Auch solche, die pöbeln

So packt auch keiner mehr den Mariechen unter den Rock, doch, sowas gibt es am Rosenmontag, auch solche, die pöbeln, „alles gehabt“, am Sonntag noch in Oberhausen, und da kam noch der Frost dazu. „Wie der Wind um die Häuser pfiff!“ Aber Schnee, sagen sie, „ist besser, den kann man abschütteln, Regen geht überall durch“. Also Aufstellung, „mit Clownerei und Spaß dabei“, steht am Gesellschaftswagen. Auf den wollen sie alle, „aber wir brauchen auch Leute, die laufen“.

Einer hat doch tatsächlich gesagt: „Wir arbeiten die Strecke ab, und die Leute gucken“, aber so soll es eben nicht sein. „Das Schönste ist“, erklärt Karin, „wenn man Helau ruft, und es kommt zurück.“ Dabei haben sie nicht mal Tee mit Rum im Bagagewagen, sie finden, „das sieht sch. . . aus, wenn wir im Zug trinken“, und überhaupt: „Wer heute keinen Spaß ohne Alkohol hat, ist selber schuld.“ (Weshalb wir schweigen über das Mariechen mit dem Likörchen.) Die Fanfaren führen auf ihren winzigen Liedzetteln „Trink, Brüderlein, trink“ mit.

Lippen feuchten, Schellenkranz an die Schenkel und Abmarsch, die Großen laufen für die Kleinen Spalier – aus Sicherheitsgründen. Konfetti fliegt in den Kinderwagen zum Kosäckchen. 1111 Meter wollen gelaufen sein, von der zusätzlich dreifachen Menge auf der Stelle hat keiner was gesagt. Nach hundert Metern und hundert Helaus gibt es Tee für die Trompeten, „dafür haben wir unsere Frauen“, sie schieben sich mit der Kanne durch die Reihen. „Ich hab Hunger“, klagt das kleinste Gardemädchen (7). Aber bitte, keine Kekse für die Klarinette, wegen der Krümel.

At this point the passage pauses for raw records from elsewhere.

Issue #406, opened 2019-10-23
Reintroduce backend.jobs() and backend.retrieve_job()


diego-plan9:
### What is the expected behavior?

As revised by @ajavadia , `backend.jobs()` and `backend.retrieve_job()` are not to be deprecated during this round. We should:

* remove the `DeprecationWarning`
* when retrieving a job from a backend, reintroduce the check for ensuring that the job really belongs to that backend (probably along with the tests - see #354)
* revise the changelog

diego-plan9:
Closed via #408

PR #408, opened 2019-10-23
Reintroduce previous backend job functionality

luisg5:
### Summary

Adresses #406

### DIFF
--- a/CHANGELOG.md
+++ b/CHANGELOG.md
@@ -23,6 +23,8 @@ The format is based on [Keep a Changelog].
   names (\#303).
 - A new `IBMQJobManager` class that takes a list of circuits or pulse schedules as 
   input, splits them into one or more jobs, and submits the jobs (\#389).
+- The previous functionality of `Backend.jobs()` and `Backend.retrieve_job()`
+  has been reintroduced, rather than being deprecated (\#354, #408). 
 
 ### Changed
 
@@ -59,10 +61,6 @@ The format is based on [Keep a Changelog].
   Only credentials from the new Quantum Experience can be used. (\#344)
 
 ### Deprecated
-
-- `Backend.jobs()` and `Backend.retrieve_job()` have been deprecated in favour
-  of `provider.backends().jobs()` and `provider.backends().retrieve_job()`.
-  (\#354).
 
 ## [0.3.3] - 2019-09-30
 
--- a/CHANGELOG.md
+++ b/CHANGELOG.md
@@ -23,8 +23,8 @@ The format is based on [Keep a Changelog].
   names (\#303).
 - A new `IBMQJobManager` class that takes a list of circuits or pulse schedules as 
   input, splits them into one or more jobs, and submits the jobs (\#389).
-- The previous functionality of `Backend.jobs()` and `Backend.retrieve_job()`
-  has been reintroduced, rather than being deprecated (\#354, #408). 
+- Added `provider.backends().jobs()` and `provider.backends().retrieve_job()`
+  (\#354).
 
 ### Changed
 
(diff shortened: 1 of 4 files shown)


CHANGELOG.md
```diff
@@ -60,10 +60,6 @@ The format is based on [Keep a Changelog].
 
 ### Deprecated
 
-- `Backend.jobs()` and `Backend.retrieve_job()` have been deprecated in favour
```
diego-plan9: Instead of removing the whole comment, can you reword it and move it to `Added`? Don't worry too much about the wording itself - the important bit is having it on the changelog in order to make the changelog cleanup before the release easier.

test/ibmq/test_ibmq_job.py
```diff
@@ -221,6 +221,22 @@ def test_get_jobs_from_backend(self, provider):
...
 
+        start_time = time.time()
+        job_list = backend.jobs(limit=5, skip=0)
+        self.log.info('found %s jobs on backend %s',
+                      len(job_list), backend.name())
+
+        for job in job_list:
+            self.log.info('status: %s', job.status())
+            self.assertTrue(isinstance(job.job_id(), str))
+        self.log.info('time to get job statuses: %0.3f s',
```
diego-plan9: Can you take the chance to drop the `self.log.info` (and the `start_time`, etc) from this test and from `test_get_jobs_from_backend_service`? They are a bit of a relic from older times and they don't provide too much value - we will do a more comprehensive round later.

test/ibmq/test_ibmq_job.py
```diff
@@ -233,9 +249,20 @@ def test_get_jobs_from_backend(self, provider):
         self.log.info('time to get job statuses: %0.3f s',
                       time.time() - start_time)
 
+    def test_retrieve_job_backend(self, provider):
+        """Test retrieving a single job from a backend."""
+        backend = provider.get_backend('ibmq_qasm_simulator')
+        qobj = assemble(transpile(self._qc, backend=backend), backend=backend)
+        job = backend.run(qobj)
+
+        rjob = backend.retrieve_job(job.job_id())
```
diego-plan9: Also for cleaning up - can you rename to `retrieved_job` or something a bit more descriptive?

test/ibmq/test_ibmq_job.py
```diff
@@ -250,7 +277,6 @@ def test_retrieve_job(self, provider):
     @requires_provider
     def test_retrieve_job_uses_appropriate_backend(self, provider):
         """Test that retrieved jobs come from their appropriate backend."""
-        # TODO: remove after backend.retrieve_job() deprecation
```
diego-plan9: Great catch!

test/ibmq/test_ibmq_job.py
```diff
@@ -279,16 +305,37 @@ def test_retrieve_job_uses_appropriate_backend(self, provider):
...
 
-    @requires_provider
-    def test_get_jobs_filter_job_status(self, provider):
+    def test_get_jobs_filter_job_status_backend(self, provider):
         """Test retrieving jobs from a backend filtered by status."""
         backends = provider.backends(simulator=False)
         backend = least_busy(backends)
+        with warnings.catch_warnings():
+            # Disable warnings from pre-qobj jobs.
+            warnings.filterwarnings('ignore',
```
diego-plan9: Can you check if we can remove this line (making the `with` block not needed)?

luisg5: I didn't think they would be necessary as I was reintroducing the tests. But, I left them thinking they may have been for something else. I didn't notice any warnings being caught while running the tests. And, the only reason a warning would be triggered now in `IBMQBackend` is if one tries to do `IBMQBackend.retrieve_job` with an inappropriate backend. So, I went ahead and removed it, because it doesn't seem to be in use.

diego-plan9: Sounds good!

Zum vierten Mal „Hey Baby“

Vom Musikwagen hinten klingt „Hey Baby“, schon zum vierten Mal, es will nicht passen zu den Trommeln vorn, und außerdem: Die haben doch schon wieder den Rhythmus gewechselt, jedenfalls die Füße. . . sind verkehrt. Links (zwei, drei, vier)! Kann sein, sie waren festgepappt an einem angelutschten Bonbon, sie laufen jetzt über einen Teppich aus verknickten Luftschlangen und leeren Kartons „Kamelle gemischt“. Der nächste Schritt endet schmerzhaft vor einer leeren Pulle, tut besonders den kalten Zehen weh. „Immer schön Helau rufen!“, mahnt Jenny, jaja, mit der Betonung auf „au“.

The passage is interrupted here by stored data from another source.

Issue #402, opened 2019-10-22
Add job sharing on submit


diego-plan9:
### What is the expected behavior?

As requested by the API team, it will soon be possible to set the shareability of a job at `submit` time, by passing additional parameters.

diego-plan9:
Closed via #414. Note that currently it seems that _retrieval_ of shared jobs is experiencing some hiccups on the API side that will be address in a newer API release.

PR #414, opened 2019-10-25
Allow job sharing on submit

luisg5:
### Summary

Addresses #402


qiskit/providers/ibmq/api/rest/root.py
```diff
@@ -18,6 +18,8 @@
 
 from typing import Dict, List, Optional, Any
 
+from qiskit.providers.ibmq.apiconstants import ApiJobShareLevel
```
diego-plan9: Can you make this layer _not_ use `ApiJobShareLevel`, and instead just receive the strings? Is a bit of a judgement call, but in general we usually want to keep the `client/x.py` entities "smart-ish" rather than the rest layer.

qiskit/providers/ibmq/ibmqbackend.py
```diff
@@ -69,35 +70,74 @@ def __init__(
...
+                global level. The possible job share levels are: "global", "hub",
+                "group", "project", and "none".
+                    * global: the job is public to any user.
+                    * hub: the job is shared between the users in the same hub.
+                    * group: the job is shared between the users in the same group.
+                    * project: the job is shared between the users in the same project.
+                    * none: the job is not shared at any level.
+                If the job share level is not specified, then the job is not shared at any level.
+
+                Note:
```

Jenny ist erst zwölf, sie klagt nicht über die Kälte, sie winkt, grüßt und lacht. „Geht’s noch?“ Doch, es ist auch hübsch anzuziehen, Essen zur Rechten: all die Kostüme und lachenden Gesichter! Nur fiel früher nie auf, wie viele traurige Kinder darunter sind. Stehen da, zu klein eigentlich für den Karneval, die Schminke unter Tränen verlaufen, in der Hand die Tüten der ansässigen Discounter. Kamelle! Das ist es, was sie wollen, und dann kommen rote Russen mit fremden Liedern, die aus Köln sind – und Bonbons werfen die nicht.

Sie hätten ja viel lieber selber welche, aber sie dürfen sich nicht bücken. Gleichschritt, es geht weiter, Jenny guckt schon wieder mahnend. Helau, natürlich, es macht ja auch Spaß, bloß ist das Grinsen im Gesicht ein bisschen gefroren. Mit dem ersten Graupel fliegt an der Brunnenstraße eine Flasche in den Zug, sie trifft Sascha an der Trompete, seine Lippe blutet. Sie kennen das schon und können dann eine Weile nicht blasen, das Trömmelche jeht ohne den Chef. Mutti, Rosenmontag in der Fußgruppe ist nicht komisch. Richtig jeck ist: wenn man trotzdem lacht.